MOSCOW -- A court in Moscow has sentenced a senior aide to Russian opposition politician Aleksei Navalny to 15 days in jail -- just hours after he completed a 20-day sentence for live streaming an unsanctioned rally in Moscow in September 2018 against an increase in Russia's retirement age.
Moscow's Tver district court on June 10 found Leonid Volkov guilty of organizing a public rally against the increase of the retirement age in St. Petersburg in September that hindered traffic. Volkov was brought to trial immediately after he completed his 20-day sentence over the Moscow rally.

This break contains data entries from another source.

Issue #1016, opened 2019-04-20
Add section on field-list updates and remove existing warning


lognaturel:
Once collect#3023 is merged, https://docs.opendatakit.org/form-question-types/#grouping-multiple-widgets-on-the-same-screen will need to be modified. A section on field list updates and its limitations should also be added.

lognaturel:
Free-entry fields update as each character change is made. This means tricks with `once()` don't work. See https://forum.opendatakit.org/t/calculation-error-with-new-version-since-1-24-0/20562/3?u=ln

PR #1126, opened 2019-10-17
Logic within a field list is evaluated in Collect v1.22+

lognaturel:
Begins addressing #1016

How to frame the current limitations with `once` requires some thought but I want to make sure that it's clear that newer versions of Collect do support logic evaluation within a screen.

### DIFF
--- a/odk1-src/form-question-types.rst
+++ b/odk1-src/form-question-types.rst
@@ -2249,16 +2249,7 @@ The :tc:`field-list` appearance attribute, applied to a group of widgets, displa
 
 .. warning::
 
-  Do not include a question that depends on a previous answer
-  in the same field list as the previous question it depends on.
-
-  Relevance and calculation values are determined
-  when the screen advances,
-  which does not happen between questions
-  that are grouped on the same page.
-  Therefore,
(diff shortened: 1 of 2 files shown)


odk1-src/form-question-types.rst
```diff
@@ -2249,16 +2249,7 @@ The :tc:`field-list` appearance attribute, applied to a group of widgets, displa
...
-  in the same field list as the previous question it depends on.
-
-  Relevance and calculation values are determined
-  when the screen advances,
-  which does not happen between questions
-  that are grouped on the same page.
-  Therefore,
-  including a question and its dependent together in a field list
-  will not work as expected.
+  Relevance, constraint and calculation evaluation within the same screen is supported in Collect v1.22 and later.
```
seadowg: Feels to me it would be good to also have this in the relevant form logic sections. I'm worried about someone learning about form logic and then not realizing it won't work in certain versions. What do you think?

lognaturel:
Good point, @seadowg. I added a warning to the top of https://docs.opendatakit.org/form-logic/.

The director of Navalny's Anticorruption Foundation, Ivan Zhdanov, said earlier that investigators threatened to charge Volkov with holding unsanctioned rallies against the pension reform in eight other cities.

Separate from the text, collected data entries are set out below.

Issue #1133, opened 2019-11-06
add more details for Central install on AWS


danbjoseph:
would be helpful to have some more details about the options for installing elsewhere

PR #1134, opened 2019-11-06
installing Central on AWS

danbjoseph:
addresses #1133

I've added some details that helped me get Central running on AWS EC2.

I feel like it's slightly too much text to be a subsection on the page I placed it. But would need to be filled out more (and end up duplicating a lot of the DigitalOcean instructions) if given its own page such as `central-install-aws.rst`. Where should the added information be placed?

I'm also not entirely sure I haven't ignored any best practices when setting up something in production on an AWS EC2. Does anyone know of anything that works but wasn't a recommended thing to do?


issa-tseng:
i think this is a great start!

eventually, it would be nice to inline some of the steps that are currently linked out, just in case those pages disappear or change, and perhaps to be a little more granular and specific with the Elastic IPs step. but i see no reason not to merge this as-is for now.

thank you!!

Issue #1135, opened 2019-11-08
Likert documentation


shouryaj:
Documentation for issue #1272 in ODK Collect 

https://github.com/opendatakit/collect/issues/1272

lognaturel:
Ah, I see why @grzesiek2010 ended up with a duplicate. @shouryaj, please make sure to claim an issue you're working on with `@opendatakit-bot claim` and put `Closes #<issue number` at the top of a PR you submit so it's clear someone is working on it!

shouryaj:
Oh oops! My bad will be more careful in the future!

PR #1136, opened 2019-11-08
Adding likert widget documentation

shouryaj:
addresses #1135 

Added likert widget documentation

### DIFF
--- a/odk1-src/form-question-types.rst
+++ b/odk1-src/form-question-types.rst
@@ -805,6 +805,43 @@ See :ref:`image-options` to learn more about including images in surveys.
   abcd_icon,d,D,d.jpg
 
 
+.. _likert-image-widget:
+
+Select widget with likert
+""""""""""""""""""""""""""""""""""
+type
+ :tc:`select_one {list_name}`
+appearance
+ :tc:`likert`
+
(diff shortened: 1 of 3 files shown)


odk1-src/form-question-types.rst
```diff
@@ -805,6 +805,43 @@ See :ref:`image-options` to learn more about including images in surveys.
...
+Select widget with likert
+""""""""""""""""""""""""""""""""""
+type
+ :tc:`select_one {list_name}`
+appearance
+ :tc:`likert`
+
+Select widget supports likert options. Options can include text, images or both. If both are provided, images appear above text.
+
+Take into consideration that likert options DO NOT wrap to next line.
```
lognaturel: It would be helpful to clarify the implications of this. Maybe something like "Take into consideration that likert options DO NOT wrap to next line and will overlap instead. If you have long option text, make sure to try the question on the device you will use for data collection."

lognaturel: It doesn't look like the update for this got committed, @shouryaj!

shouryaj: My bad! Not sure what happened there. Just pushed this change up again.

On May 22, a Moscow court found Volkov guilty of inciting demonstrators to violence by broadcasting the September 2018 Moscow rally on social media. It said demonstrators scratched a parked car and slightly injured two police officers.
Volkov was arrested in Moscow on May 21 and was originally charged with organizing an unsanctioned rally. It was unclear why the charges were changed.
Volkov is a project manager at Navalny's Anticorruption Foundation, which has published several reports documenting alleged corruption in circles close to President Vladimir Putin, and led Navalny's campaign ahead of the March 2018 presidential election.
Navalny was barred from taking part in that election because of past convictions that he and his supporters say were fabricated to keep him out of electoral politics.
On September 9, Navalny and his supporters organized mass rallies in Moscow and other cities against the government's decision to raise the retirement age. Police detained more than 1,000 demonstrators across the country.